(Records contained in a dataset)
PR #521, opened 2017-02-17
Remove duplicated files

larsbrinkhoff:
KSHACK; KSDEFS 194 has a copy in  SYSTEM;

SYSEN2; MLDEV has two versions: 103 and 104.


larsbrinkhoff:
It could be that KSHACK was the offial home for KSDEFS, but I think KS ITS has moved from the hack stage and deserves its place in SYSTEM.

PR #532, opened 2017-02-17
Global ITS network

larsbrinkhoff:
Who wants to join?

- [x] @larsbrinkhoff's NO
- [x] @bictorv's UP
- [x] @eswenson1's ES
- [x] @b4's SJ
- [ ] @Pul-Ess's SV
- [ ] Lennox' CC (@blipvert?)
- [x] @livingcomputermuseum
- [ ] Other secret machines?


bictorv:
Again, not BV, but UP. :-)

larsbrinkhoff:
Sorry, UPdated.

larsbrinkhoff:
Note, this isn't ready for merging yet.  It's just available for review and commentgs.

eswenson1:
Sure, include mine.

larsbrinkhoff:
ES added.

b4:
Contemplating joining to be a way to test handling of very long domains (how many words is a 29-character domain entry? ;) )

larsbrinkhoff:
I see there was an ITS called CRETACEOUS-PARK, that's almost as bad.  Anyway, an ITS name should be shortened to two characters.  That ought to be enough for everyone.

b4:
Oh, the ITS name part is short - I claim "SJ" for San Jose.

The long domain part for the HOSTS file is just me wanting to look for anything that expect a short domain and barfs.

larsbrinkhoff:
That's fine with me.  Do you have any other information you want to be added, such as IP number, Chaosnet address?

b4:
Will sort the rest out in the morning - I can create repos from my phone, but not get a non-IPv6 IP from it!

b4:
What are the length limits on chaosnet addresses?

IP will be 50.131.218.138

larsbrinkhoff:
> What are the length limits on chaosnet addresses?

It's just 16 bits, divided into 8 bits for the subnet number, and 8 for the node.  We're using subnet 6, stolen from MIT.

b4:
Can I go with 7100 for a host address? (7 - California LATA prefix, 100 was the address for DEC-WRL per the pickle experiment paper)

larsbrinkhoff:
Sure, let's go with that!  I made a guess that sj.gewt.net would be the hostname.

larsbrinkhoff:
I think we are good to go.  Awaiting build status.

larsbrinkhoff:
Ooops, hold on, I should update MLDEV too.

larsbrinkhoff:
Oh, I already did that.  $P

larsbrinkhoff:
I now have 4.1BSD up and running most of the time...

MINITS works too, but for some reason it won't see any incoming packets when running on the same machine as the KS10 and VA

bictorv:
Cool! What kind of packet filtering do the VAX/MINITS emulators use? For example, you can't see BPF-filtered pkts to/from the same host.

bictorv:
Is PUMA routed over NO, by the way? Last time MX-11 saw PUMA (2 days 20 hrs ago) it was over NO, which seems... bad/strange.

larsbrinkhoff:
Re packet filtering, nothing in particular.  They run on SIMH, in which the CH11 device is implemented with the internal TMXR API.  Let's not go into details, but it provides UDP connections.

No, PUMA isn't (to my knowledge) routed over NO.  But maybe there's some strangeness which explains my problems.  They share the same host machine, but uses different UDP ports of course.  PUMA doesn't see incoming packets, so I don't have it running continuously.

Will ITS even do routing?

bictorv:
ITS understands routing, and NO should get routing info from MX-11, so if NO got a packet from PUMA to someone else it might send it to MX-11.

Will PUMA see incoming packets when NO/PREP are not running? (this goes beyond the current issue...)

larsbrinkhoff:
That explains why packets come from UP directly even though I'm just talking to router.aosnet.ch.

...hey that could explain why the packets are lost.  Possibly TMXR filters out anything that isn't coming from the expected peer, in this case router.aosnet.ch.

Here's what incoming UDP packets to 42044 looks like:

```
13:15:48.772426 IP UP.Update.UU.SE.42042 > Ubuntu-1604-xenial-64-minimal.42044: UDP, length 32
 0x0000:  4500 003c 0760 4000 3011 ff08 82ee 13d7
 0x0010:  ac1f 0164 a43a a43c 0028 71dd 0101 0000
 0x0020:  0100 1006 061f 0000 0663 842d 0001 0000
 0x0030:  5453 5441 5355 061f 0620 5620
```

And `netstat -nua` shows the open ports:

```
Active Internet connections (servers and established)
Proto Recv-Q Send-Q Local Address           Foreign Address         State      
udp        0      0 0.0.0.0:42042           0.0.0.0:*                          
udp        0      0 0.0.0.0:68              0.0.0.0:*                          
udp6       0      0 2a01:4f8:c0c:104f:42043 2001:470:27:7e6:::42042 ESTABLISHED
udp6       0      0 2a01:4f8:c0c:104f:42044 2001:470:27:7e6:::42042 ESTABLISHED
```

42043 is vax780, working fine.

bictorv:
router.aosnet.ch (aka MX-11) is the cbridge process which runs on port 42042 on the host UP.Update.UU.SE; another process is the ITS system UP, which only connects to cbridge.

My guess would be that simh/TMXR does some filtering, and it might depend e.g. on who starts first (prep or puma)?

What do the routing tables on prep/puma look like?

larsbrinkhoff:
I seem to recall now that the recv() call in SIMH never indicates any incoming packet.  But maybe I should check that more carefully to be sure.

It seems to work fine if I run from another host.

I don't know what the routing tables look like or how to see them.  But MINITS does have a DUMP-ROUTING-TABLES contact.

PR #538, opened 2017-02-18
Make hostname and Chaosnet address configurable

larsbrinkhoff:
Adds hostname and Chaosnet address as Makefile variables that will configure the built ITS.

Update KLH10 to a version that supports @bictorv's CH11.

### DIFF
--- a/Makefile
+++ b/Makefile
@@ -24,6 +24,8 @@ SIMH=${PWD}/tools/simh/BIN/pdp10
 ITSTAR=${PWD}/tools/itstar/itstar
 WRITETAPE=${PWD}/tools/tapeutils/tapewrite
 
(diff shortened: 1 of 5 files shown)


larsbrinkhoff:
I'll add that too!

larsbrinkhoff:
No, it's not tested yet.  Actually, we can hold off merging this until we see that it works.

larsbrinkhoff:
I have been testing this during the weekend.  Setting hostname and Chaosnet address does work, and it doesn't break TCP/IP networking.  Enabling Chaosnet in KLH10 *seems* to work somewhat, but I haven't been able to connect to @bictorv's UP.

For the purpuse of this pull request, I consider the test good enough.

larsbrinkhoff:
UPDATE: CFTP is working!

PR #541, opened 2017-02-19
Run ICHECK after full dump

larsbrinkhoff:
This sets the "dumped" bit on all files.  Or whatever the bit is called that is output as "!" in directory listings.

ICHECK checks the tape number.  When it sees 0, it asks for confirmation.   Maybe the tape number should start at 1.  Or maybe 0 is good for this purpose.

### DIFF
--- a/build/build.tcl
+++ b/build/build.tcl
@@ -1389,6 +1389,9 @@ type ":dump\r"
 respond "_" "dump links full\r"
 respond "TAPE NO=" "0\r"
 expect "REEL"
+respond "_" "rewind\r"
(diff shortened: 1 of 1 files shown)


larsbrinkhoff:
This raises the question of how to number tapes.  With a physical machine and real magnetic tape reels, I suppose there would be numbered tape archive.  If someone is serious about maintaining their ITS, they should probably also number their tape images.

When a dump is made, the tape number is recorded in SYSENG; MACRO TAPES.  It's a binary file, and I don't know the format.  Or which other programs can read or write it.

PR #91, opened 2017-02-19
TTYSWP - Terminal Swapping Program

larsbrinkhoff:
Source missing for SYS1;TS TTYSWP


larsbrinkhoff:
I don't know how to use this.  The code works with numbers that may be the TTY number, or maybe a user index.

If you can make it do something useful, we can add some comments to document it.

PR #241, opened 2017-02-20
JOBDEV CHA

larsbrinkhoff:
DEVICE; JOBDEV CHA
DEVICE; JOBDEV CHAOS
MC:DCP; CHADEV 1 (missing source)


larsbrinkhoff:
I added the binary, and the link.

I'm not sure what its purpose is.  If you do `^r cha:`, you get a list of active Chaosnet connections, same as :peek K.

CFTP to DB doesn't work.  I was hoping this would fix it, but it didn't.  I suppose ATSIGN CHAOS or CHAOS FILE isn't quite on board yet.

PR #551, opened 2017-02-23
Clean up host table

larsbrinkhoff:
Remove local IP number for ES-ITS.  It is in conflict with the other IP for ES-ITS.

While at it, clean up the rest as well.  I hope we'll soon have DNS support.


larsbrinkhoff:
I removed it because I see it as a local configuration for your network.

We can keep it now if you want, but in that case, I'd like to later move it to another place which is not checked into the repository.  Maybe similar to how you can put local user directories in `user`.

larsbrinkhoff:
As of now, this is my local configuration for NO.nocrew.org:  
https://github.com/PDP-10/its/compare/lars/chaos

Do you need a gateway name configured as well?

eswenson1:
Well, without a gateway host configured, the it's won't be able to send any outbound mail or route ip traffic to any other host, right?

-- Eric

PR #535, opened 2017-02-17
SYSHST additions

larsbrinkhoff:
The HOSTS3 program had binaries in both SYSHST; TS HOSTS3 and SYSHST; HOSTS3 BIN.  The former makes it much easier to build the host table.

Also adds SYSHST documentation files.

PR #562, opened 2017-02-24
Reinstate SYSHST; HOST3 BIN, add SYSHST; TS H3MAKE.

larsbrinkhoff:
There is a problem with renaming SYSHST; HOSTS3 BIN in #535: M3MAKE relies on that name.

This reverts the rename, and adds a link from TS HOSTS3 instead.  Also adds a link for TS H3MAKE.


eswenson1:
What is that problem?

larsbrinkhoff:
M3MAKE needs the HOSTS3 program in SYSHST; HOSTS3 BIN.  It tries to open that file.

PR #556, opened 2017-02-24
SYS; ATSIGN CHAOS

larsbrinkhoff:
@CHAOS is currently assembled to SYSBIN and linked from DEVICE; ATSIGN CHAOS.  The link should be from SYS; ATSIGN CHAOS instead.

### DIFF
--- a/build/build.tcl
+++ b/build/build.tcl
@@ -536,7 +536,7 @@ expect ":KILL"
 # Chaosnet support
 respond "*" ":midas sysbin;_syseng;@chaos\r"
 expect ":KILL"
-respond "*" ":link device;atsign chaos,sysbin;@chaos bin\r"
+respond "*" ":link sys;atsign chaos,sysbin;@chaos bin\r"
 
 respond "*" ":link syseng;netwrk 999999,sysnet;netwrk >\r"
 


larsbrinkhoff:
This is probably one cause for Chaosnet services not working!

larsbrinkhoff:
@b4 You may want to install this change on SJ.

b4:
ITS or sleep...I choose ITS ;) Give me a few.

larsbrinkhoff:
It should only take a minute to move the file or create a link.  I don't think a reboot should be necessary, but I'm not sure.

b4:
I wanted to do a full clean and rebuilt as I needed to try and track down a bug.

b4:
Okay. Installed.

larsbrinkhoff:
Great, CFTP to SJ works now.

b4:
Wait...for CHAOS, should the port be forwarded to the ITS IP or the host IP?

b4:
What speeds?

larsbrinkhoff:
I have UDP port 42042 set up to be forwarded from the host to ITS.  That seems to work.  But now that you mention it, I'm not sure it's necessary.

Speed is abysmal: CFTP reports around "30 KBaud".

b4:
I will want to investigate what is causing it to be that bad.

It could be the internet, or I misconfigured I/O priorities.

larsbrinkhoff:
I also tried to SUPDUP into SJ.  I could login just fine.  Response to typing was really slow, but I could make myself a home directory.  But then the connection seemed to hang.  So yes, there's something to investiate.

PR #516, opened 2017-02-25
DIRCPY - copy a directory to another

larsbrinkhoff:
AR2: RWK; DIRCOP 1

No binary installed.  But I think this would be a good thing to have.


larsbrinkhoff:
@BobKerns This is your program I've been manhandling.  I added JCL parsing and made it handle directories on any devices.

PR #569, opened 2017-02-28
SN - snoop terminal output

larsbrinkhoff:
SYS2; TS SN

Source missing, but the binary isn't very big so it shouldn't be that hard to recreate from disassembly.


larsbrinkhoff:
I don't see anything promising named SN \<number>, so it looks like it will remain "source missing".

→ **Your task**
Count the lines of the entries that hold the string "router", then state that number and nothing more.

→ **Answer space**
3